Caspian J Intern Med. 2020 Fall;11(4):426-431. doi: 10.22088/cjim.11.4.426.
BACKGROUND: A routine phenotypic test has not been recommended for the detection of metallo-β-lactamases (MBLs) producing Enterobacteriaceae species such as Escherichia coli. The current study was conducted to compare the 2-mercaptopropionic acid (2-MPA) phenotypic method and ertapenem non-susceptibility test with polymerase chain reaction in predicting the production of MBLs in clinical isolates of E. coli.
METHODS: Antimicrobial susceptibility test for beta-lactam antibiotics were performed by disk diffusion method. All isolates which showed inhibition zones of ≤ 22 mm for CAZ and ≤ 27 mm for CTX were considered potential MBLs producing isolates. The production of MBLs was confirmed using 2-MPA compound. Also, susceptibility to ertapenem was evaluated in all isolates. Conventional PCR was performed to detect blaIMP-1 and/or blaNDM-1 genes in all potential MBLs producing E. coli isolates.

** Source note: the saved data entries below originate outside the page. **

PR #4439, opened 2018-07-12
[PDFKit] Update bindings to Xcode 10 Beta 1, 2 & 3

dalexsoto:


src/pdfkit.cs
```diff
@@ -508,9 +508,13 @@ interface PdfActionRemoteGoTo {
...
 
 	[iOS (11,0)]
+	[DisableDefaultCtor]
 	[BaseType (typeof (PdfAction), Name = "PDFActionResetForm")]
 	interface PdfActionResetForm {
-		//has a public Init ???
+		// - (instancetype)init NS_DESIGNATED_INITIALIZER;
+		[Export ("init")]
+		[DesignatedInitializer]
+		IntPtr Constructor ();
```
spouliot: @dalexsoto we added a type-level `[DesignatedDefaultCtor]` last year to cover that case

PR #4482, opened 2018-07-20
[Intents] Update bindings to Xcode 10 Beta 4

dalexsoto:


dalexsoto:
Of course, the one I do not build locally  because it’s just an attribute change fails...

PR #4484, opened 2018-07-20
[Photos] Update bindings to Xcode 10 Beta 4

dalexsoto:


dalexsoto:
Unrelated test network failure

src/photos.cs
```diff
@@ -1278,6 +1278,10 @@ interface PHProjectChangeRequest {
 		[Mac (10,14, onlyOn64: true)]
 		[Export ("setProjectPreviewImage:")]
 		void SetProjectPreviewImage (NSImage previewImage);
+
+		[Mac (10,14, onlyOn64: true)]
+		[Export ("removeAssets:")]
+		void RemoveAssets (PHAsset [] /*id<NSFastEnumeration>*/ assets); //a collection of PHAsset objects
```
rolfbjarne: @dalexsoto Are you sure that binding an `id<NSFastEnumeration>` as a managed array works? This looks suspect to me.

dalexsoto: I am very confident that it should work since it expects an `NSObject` that implements `NSFastEnumeration` and our managed array ends up being an `NSArray` which implements said protocol, also docs mentions that it expects `a collection of PHAsset objects`.

I'll try to create a test/sample that exercises said API.

PR #4495, opened 2018-07-24
[msbuild] Don't put gcc/linker flags in the response file, since Mono.Options doesn't support escaping quotes. Fixes vsts#649776.

rolfbjarne:
Mono.Options doesn't (yet) support escaped quotes when parsing response files,
which becomes a problem because escaped quotes are necessary when passing
paths with spaces as gcc/linker flags.

So don't write gcc/linker flags in the response file, and instead pass them as
normal command line arguments, and to be on the safe side, do the same thing
for all extra arguments passed to mmp/mtouch.

Also add tests.

Fixes https://devdiv.visualstudio.com/DevDiv/_workitems/edit/649776.


jstedfast:
Just for documentation purposes, a long-term solution for this problem in Mono.Options can be found here: https://github.com/mono/mono/pull/9641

RESULTS: Of 259, 138 (53.3%) isolates were potential MBLs producing bacteria. One hundred and fifteen out of 138 (83.3%) isolates were susceptible to ertapenem. MBLs production was confirmed in 75/138 (54.4%) isolates by 2-MPA phenotypic method. The blaNDM-1 or/and blaIMP-1 genes were found in 30/75(40%) and 39/115(33.9%) isolates which were confirmed by 2-MPA and were susceptible to ertapenem, respectively. The sensitivity of 2-MPA method and ertapenem non-susceptibility test compared with PCR were 65.2% and 15.2%, and the specificity was 52.1% versus 82.6%, respectively.
CONCLUSION: This study demonstrated that the 2-MPA phenotypic method does not have acceptable sensitivity and specificity in comparison with PCR, but its results are more reliable for the detection of MBL producing E. coli isolates compared with non-susceptibility to ertapenem.